'''

PR #638, opened 2023-07-07
:technologist: Use `poetry` for Version Updates

shaneahmed:
- Use [`poetry-bumpversion`](https://pypi.org/project/poetry-bumpversion/) for version number updates instead of bump2version as bump2version is no longer being maintained https://github.com/c4urself/bump2version/issues/42#issuecomment-1582436696.


John-P (approved):
Great!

'''

Problem details:
All the material above should be copied word for word.

Exercise response:
PR #638, opened 2023-07-07
:technologist: Use `poetry` for Version Updates

shaneahmed:
- Use [`poetry-bumpversion`](https://pypi.org/project/poetry-bumpversion/) for version number updates instead of bump2version as bump2version is no longer being maintained https://github.com/c4urself/bump2version/issues/42#issuecomment-1582436696.


John-P (approved):
Great!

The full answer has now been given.